## Task requirements
Return the lines below exactly, from the first one through the line that has "1. Create a". Leave out everything after it.

## Recorded data
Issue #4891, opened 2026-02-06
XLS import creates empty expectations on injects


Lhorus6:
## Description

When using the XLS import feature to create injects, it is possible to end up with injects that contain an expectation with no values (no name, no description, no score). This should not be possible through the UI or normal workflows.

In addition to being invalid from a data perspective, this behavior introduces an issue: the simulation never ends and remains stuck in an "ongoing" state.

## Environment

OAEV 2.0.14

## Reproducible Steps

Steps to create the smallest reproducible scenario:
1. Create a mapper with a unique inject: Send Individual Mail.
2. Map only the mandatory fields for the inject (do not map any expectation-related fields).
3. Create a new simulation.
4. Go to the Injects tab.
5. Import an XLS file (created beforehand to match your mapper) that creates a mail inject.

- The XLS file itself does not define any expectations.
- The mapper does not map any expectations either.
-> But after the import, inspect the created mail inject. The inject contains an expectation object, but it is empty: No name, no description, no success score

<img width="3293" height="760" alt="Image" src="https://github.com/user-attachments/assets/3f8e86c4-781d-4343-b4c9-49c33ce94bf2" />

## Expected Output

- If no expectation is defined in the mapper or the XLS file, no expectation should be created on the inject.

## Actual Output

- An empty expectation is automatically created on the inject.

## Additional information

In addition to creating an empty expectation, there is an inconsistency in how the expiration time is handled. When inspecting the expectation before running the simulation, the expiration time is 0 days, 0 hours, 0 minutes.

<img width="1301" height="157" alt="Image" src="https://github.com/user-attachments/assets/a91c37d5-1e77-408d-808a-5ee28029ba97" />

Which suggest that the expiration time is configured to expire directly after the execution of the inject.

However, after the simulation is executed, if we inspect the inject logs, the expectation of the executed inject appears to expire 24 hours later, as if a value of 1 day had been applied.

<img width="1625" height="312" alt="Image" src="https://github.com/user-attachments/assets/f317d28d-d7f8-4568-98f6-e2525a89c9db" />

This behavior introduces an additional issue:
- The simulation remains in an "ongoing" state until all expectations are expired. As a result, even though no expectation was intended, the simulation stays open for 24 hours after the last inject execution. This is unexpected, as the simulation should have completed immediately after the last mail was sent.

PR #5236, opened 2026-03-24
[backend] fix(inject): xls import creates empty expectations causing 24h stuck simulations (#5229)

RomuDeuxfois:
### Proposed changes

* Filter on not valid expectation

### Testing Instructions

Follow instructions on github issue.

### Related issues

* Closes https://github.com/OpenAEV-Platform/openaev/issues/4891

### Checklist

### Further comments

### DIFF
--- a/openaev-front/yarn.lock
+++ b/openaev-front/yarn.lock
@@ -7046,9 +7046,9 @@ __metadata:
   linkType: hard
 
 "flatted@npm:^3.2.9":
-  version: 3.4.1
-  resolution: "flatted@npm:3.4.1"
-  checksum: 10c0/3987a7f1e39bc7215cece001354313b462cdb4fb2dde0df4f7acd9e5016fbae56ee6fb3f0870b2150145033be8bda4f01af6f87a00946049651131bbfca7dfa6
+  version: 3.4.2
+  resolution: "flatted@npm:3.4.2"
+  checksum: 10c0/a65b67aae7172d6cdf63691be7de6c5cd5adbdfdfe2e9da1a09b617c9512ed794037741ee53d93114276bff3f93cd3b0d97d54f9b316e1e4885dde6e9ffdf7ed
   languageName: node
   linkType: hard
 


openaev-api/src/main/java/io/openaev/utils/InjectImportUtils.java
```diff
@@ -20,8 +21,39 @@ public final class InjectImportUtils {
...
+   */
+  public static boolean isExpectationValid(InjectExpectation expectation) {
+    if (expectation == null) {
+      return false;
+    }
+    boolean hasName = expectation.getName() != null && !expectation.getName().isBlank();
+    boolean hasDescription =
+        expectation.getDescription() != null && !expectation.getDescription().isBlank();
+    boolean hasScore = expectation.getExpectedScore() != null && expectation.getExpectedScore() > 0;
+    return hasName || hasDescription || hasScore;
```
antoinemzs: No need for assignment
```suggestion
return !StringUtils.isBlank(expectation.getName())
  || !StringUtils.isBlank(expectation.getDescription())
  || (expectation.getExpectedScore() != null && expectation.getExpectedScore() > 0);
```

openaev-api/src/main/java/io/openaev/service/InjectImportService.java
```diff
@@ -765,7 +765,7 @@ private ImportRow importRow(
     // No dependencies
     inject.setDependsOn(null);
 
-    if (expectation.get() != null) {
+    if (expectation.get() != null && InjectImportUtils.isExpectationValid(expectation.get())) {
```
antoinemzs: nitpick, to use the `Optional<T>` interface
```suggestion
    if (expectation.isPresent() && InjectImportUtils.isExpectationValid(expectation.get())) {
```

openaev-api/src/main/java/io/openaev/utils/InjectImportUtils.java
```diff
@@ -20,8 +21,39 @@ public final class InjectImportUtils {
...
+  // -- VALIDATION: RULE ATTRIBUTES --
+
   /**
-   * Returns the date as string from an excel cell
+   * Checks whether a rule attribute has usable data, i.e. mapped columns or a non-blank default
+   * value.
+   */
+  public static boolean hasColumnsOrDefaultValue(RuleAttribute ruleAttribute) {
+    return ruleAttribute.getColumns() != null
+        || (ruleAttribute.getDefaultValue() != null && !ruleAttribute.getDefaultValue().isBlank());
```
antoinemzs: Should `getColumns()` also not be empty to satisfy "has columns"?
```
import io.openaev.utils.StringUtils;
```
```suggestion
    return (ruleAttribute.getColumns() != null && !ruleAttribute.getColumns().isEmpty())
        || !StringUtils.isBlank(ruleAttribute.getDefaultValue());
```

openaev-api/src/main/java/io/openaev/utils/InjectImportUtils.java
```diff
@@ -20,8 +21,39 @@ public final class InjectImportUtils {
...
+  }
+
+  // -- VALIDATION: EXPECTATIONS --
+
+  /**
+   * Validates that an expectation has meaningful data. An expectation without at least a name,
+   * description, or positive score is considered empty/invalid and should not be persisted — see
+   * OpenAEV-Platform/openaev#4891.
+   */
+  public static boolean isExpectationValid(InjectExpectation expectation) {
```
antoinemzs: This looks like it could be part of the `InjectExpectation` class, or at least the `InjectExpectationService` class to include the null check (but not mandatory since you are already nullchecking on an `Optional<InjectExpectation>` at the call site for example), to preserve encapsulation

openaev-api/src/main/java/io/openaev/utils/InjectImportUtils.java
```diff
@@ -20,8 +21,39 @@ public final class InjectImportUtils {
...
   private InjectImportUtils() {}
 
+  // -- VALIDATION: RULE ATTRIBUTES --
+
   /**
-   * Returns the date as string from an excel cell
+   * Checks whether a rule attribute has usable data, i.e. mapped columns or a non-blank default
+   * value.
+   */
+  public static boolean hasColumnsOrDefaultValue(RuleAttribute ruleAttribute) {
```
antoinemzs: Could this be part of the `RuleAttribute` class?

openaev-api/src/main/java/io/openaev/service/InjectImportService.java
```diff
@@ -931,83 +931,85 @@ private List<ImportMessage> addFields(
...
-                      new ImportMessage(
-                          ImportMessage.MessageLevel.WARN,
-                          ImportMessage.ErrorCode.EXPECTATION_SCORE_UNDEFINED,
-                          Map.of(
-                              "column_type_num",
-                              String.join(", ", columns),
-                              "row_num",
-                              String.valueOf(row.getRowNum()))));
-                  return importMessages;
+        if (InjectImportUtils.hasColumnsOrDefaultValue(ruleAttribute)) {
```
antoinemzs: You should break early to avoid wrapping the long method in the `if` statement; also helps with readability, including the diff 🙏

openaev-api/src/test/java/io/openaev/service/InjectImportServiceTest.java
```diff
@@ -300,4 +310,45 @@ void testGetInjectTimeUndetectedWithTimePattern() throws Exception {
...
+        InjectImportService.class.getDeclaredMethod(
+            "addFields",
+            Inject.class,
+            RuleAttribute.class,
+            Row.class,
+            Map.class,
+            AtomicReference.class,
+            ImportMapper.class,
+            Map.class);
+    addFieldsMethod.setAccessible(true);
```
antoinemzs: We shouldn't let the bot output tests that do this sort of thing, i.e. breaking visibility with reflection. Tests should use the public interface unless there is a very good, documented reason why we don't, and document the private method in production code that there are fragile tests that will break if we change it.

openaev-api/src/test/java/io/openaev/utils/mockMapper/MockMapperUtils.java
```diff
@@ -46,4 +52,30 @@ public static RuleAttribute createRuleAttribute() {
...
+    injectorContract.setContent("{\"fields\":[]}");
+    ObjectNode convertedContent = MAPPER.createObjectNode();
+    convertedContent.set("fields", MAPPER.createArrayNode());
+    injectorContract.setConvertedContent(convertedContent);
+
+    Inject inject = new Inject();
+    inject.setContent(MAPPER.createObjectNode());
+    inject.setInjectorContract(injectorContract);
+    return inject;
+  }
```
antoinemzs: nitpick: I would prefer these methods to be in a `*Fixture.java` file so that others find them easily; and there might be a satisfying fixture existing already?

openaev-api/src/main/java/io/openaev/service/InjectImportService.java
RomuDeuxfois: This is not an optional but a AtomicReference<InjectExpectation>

## Task output
Issue #4891, opened 2026-02-06
XLS import creates empty expectations on injects


Lhorus6:
## Description

When using the XLS import feature to create injects, it is possible to end up with injects that contain an expectation with no values (no name, no description, no score). This should not be possible through the UI or normal workflows.

In addition to being invalid from a data perspective, this behavior introduces an issue: the simulation never ends and remains stuck in an "ongoing" state.

## Environment

OAEV 2.0.14

## Reproducible Steps

Steps to create the smallest reproducible scenario:
1. Create a mapper with a unique inject: Send Individual Mail.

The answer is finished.